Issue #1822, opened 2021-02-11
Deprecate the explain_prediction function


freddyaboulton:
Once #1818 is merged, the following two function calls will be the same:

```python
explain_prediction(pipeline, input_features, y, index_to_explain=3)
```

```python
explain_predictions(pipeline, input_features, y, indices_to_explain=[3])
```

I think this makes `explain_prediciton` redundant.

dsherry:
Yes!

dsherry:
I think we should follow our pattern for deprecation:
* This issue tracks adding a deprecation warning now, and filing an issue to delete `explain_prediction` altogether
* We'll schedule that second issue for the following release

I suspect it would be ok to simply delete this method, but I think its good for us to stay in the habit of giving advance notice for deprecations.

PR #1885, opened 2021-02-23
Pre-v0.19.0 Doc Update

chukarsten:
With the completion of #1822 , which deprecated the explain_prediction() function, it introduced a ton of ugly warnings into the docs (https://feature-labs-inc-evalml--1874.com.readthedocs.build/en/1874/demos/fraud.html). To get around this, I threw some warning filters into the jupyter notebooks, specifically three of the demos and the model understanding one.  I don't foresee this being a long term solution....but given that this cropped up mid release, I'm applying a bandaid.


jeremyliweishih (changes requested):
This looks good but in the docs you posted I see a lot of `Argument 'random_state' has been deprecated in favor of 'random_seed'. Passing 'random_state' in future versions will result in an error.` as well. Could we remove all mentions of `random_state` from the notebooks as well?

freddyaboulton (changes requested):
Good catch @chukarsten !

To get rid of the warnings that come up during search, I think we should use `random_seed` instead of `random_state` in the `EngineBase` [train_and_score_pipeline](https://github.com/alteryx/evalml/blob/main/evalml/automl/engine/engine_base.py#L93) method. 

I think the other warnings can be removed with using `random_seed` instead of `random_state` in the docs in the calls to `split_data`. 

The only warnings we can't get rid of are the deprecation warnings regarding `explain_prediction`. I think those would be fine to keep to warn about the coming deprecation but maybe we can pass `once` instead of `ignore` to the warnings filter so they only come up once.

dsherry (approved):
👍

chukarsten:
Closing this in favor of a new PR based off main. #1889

◆ WHAT YOU NEED TO DO
Report, for the data above, every line in which the string "requested" appears.

◆ OUTPUT FOR THIS EXERCISE
jeremyliweishih (changes requested):
freddyaboulton (changes requested):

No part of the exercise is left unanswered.